Posted by **Anonymous** on Monday, August 19, 2013 at 11:56am.

ABCDEF is a regular hexagon. Square ABXY is constructed on the outside of the hexagon. Let M be the midpoint of DX. What is the measure (in degrees) of ∠CMD?

- geometry -
**Steve**, Monday, August 19, 2013 at 1:59pm
Geometrically, I have no idea. Algebraically, if we let

A = (0,0)

B = (1,0)

then

D = (1,√3)

X = (1,-1)

so

M = (1,(√3-1)/2)

C = (3/2,√3/2)

slope of MC is 1

slope of MD is √3/2

∠CMD = 60°-45° = 15°

Maybe by working with all those 60° and 30° angles in the figure this will become clear geometrically.

- geometry -
**exactly**, Wednesday, October 2, 2013 at 4:48am
Well, I sort of get a different answer: ∠CMD = 45

Here's how I got it:

Let CD = x. It is trivial by law of cosine that: BD = x√3

Whence DM = (√3 + 1)/2 * x.

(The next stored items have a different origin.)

PR #653, opened 2015-11-24
Add an SNS notification plugin

offbyone:
It struck me that a notification engine that pumps out SNS messages might be cool to have.

### DIFF
--- a/flexget/plugins/output/notify_sns.py
+++ b/flexget/plugins/output/notify_sns.py
@@ -52,10 +52,7 @@ class SNSNotification(object):
         'additionalProperties': False,
     }
 
-    # this has to run near the end of the plugin chain, because we
-    # should notify after all other outputs.
-    @plugin.priority(0)
-    def on_task_output(self, task, config):
+    def on_task_start(self, task ,config):
         # verify that we actually support Boto 3
         try:
             import boto3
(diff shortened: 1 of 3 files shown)


offbyone:
Is there anything I could do that might expedite merging this? If there is a need for documentation, tests, etc, I'm happy to add.

liiight:
I think @gazpachoking is on vacation. Be patient, nothing else to do :-)

flexget/plugins/output/notify_sns.py
```diff
@@ -0,0 +1,113 @@
...
+    # this has to run near the end of the plugin chain, because we
+    # should notify after all other outputs.
+    @plugin.priority(0)
+    def on_task_output(self, task, config):
+        # verify that we actually support Boto 3
+        try:
+            import boto3
+        except ImportError as e:
+            log.debug("Error importing boto3: %s", e)
+            raise plugin.DependencyError("sns", "boto3", "Boto3 module required. ImportError: %s" % e)
```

Let us denote the midpoint of BD as K. Then it is easy to see that:

MK = DM - DK = x/2. Now it is trivial to end of to get:

<CMD = tan^(-1) 1 = 45.

Well, since the live period is long over I suppose we can discuss. In the future, please refrain from posting live brilliant questions :)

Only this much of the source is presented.